Am häufigsten ist dies deshalb der Fall, weil sich die konkreten beruflichen Anforderungen geändert haben oder gestiegen sind. Gründe können sein: Eine andere Stelle, eine andere Position in der Firma, ein anderer Vorgesetzter, andere oder zusätzliche Aufgaben oder ein Wechsel vom Einzel- ins Grossraumbüro.

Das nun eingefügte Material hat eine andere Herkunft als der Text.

PR #126, opened 2021-02-23
Update for nudging on write_run_directory if necessary

oliverwm1:
fv3config should provision the necessary `patch_files` at the time of `write_run_directory` if nudging is activated. This will simplify scripts that use `fv3config` since they won't have to do this themselves.

### DIFF
--- a/fv3config/config/rundir.py
+++ b/fv3config/config/rundir.py
@@ -17,7 +17,7 @@ def write_run_directory(config, target_directory):
         target_directory (str): target directory, will be created if it does not exist
     """
     logger.debug(f"Writing run directory to {target_directory}")
-    if "gfs_analysis_data" in config:
+    if config["namelist"]["fv_core_nml"].get("nudge", False):
         update_config_for_nudging(config)
     write_assets_to_directory(config, target_directory)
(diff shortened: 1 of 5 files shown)


fv3config/config/rundir.py
```diff
@@ -16,6 +17,8 @@ def write_run_directory(config, target_directory):
         target_directory (str): target directory, will be created if it does not exist
     """
     logger.debug(f"Writing run directory to {target_directory}")
+    if "gfs_analysis_data" in config:
```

Manchmal gelingt es, seine diskreten Teilleistungsschwächen zu kompensieren, z.B. mittels erhöhtem Zeitaufwand. Aufgrund zusätzlicher Aufgaben und damit höherer Belastung, z.B. bedingt durch eine Familiengründung, steht diese zusätzliche Zeit nicht mehr zur Verfügung und die Teilleistungsschwächen können nicht mehr wett gemacht werden. Oder aufgrund eines psychisch-emotional sehr belastenden Ereignisses (z.B. Trennung, Verlust einer nahen Person) stehen die bisher zusätzlich aufgewendeten Energien nicht mehr zur Verfügung beziehungsweise gelingt es nicht mehr, die diskreten Teilleistungsschwächen wie bis anhin zu kompensieren. Andere hatten seit eh und je Schwierigkeiten und nie genügende oder gute Qualifikationen, aber immer sehr verständnisvolle Vorgesetzte.
Bei einer insgesamt überdurchschnittlichen Hirnleistungsfähigkeit und anspruchsvoller Berufsarbeit können sich bereits sehr diskrete neuropsychologische Teilleistungsschwächen verheerend auswirken! Es ist wie ein bisshen Sand im Getriebe eines Traktor beziehungsweise im Getriebe eines Formel 1-Boliden: Der Traktor fährt sein Tempo unvermindert weiter. Der Motor des Formel 1-Wagens hingegen gerät arg ins Stocken und der Wagen bleibt vielleicht stehen.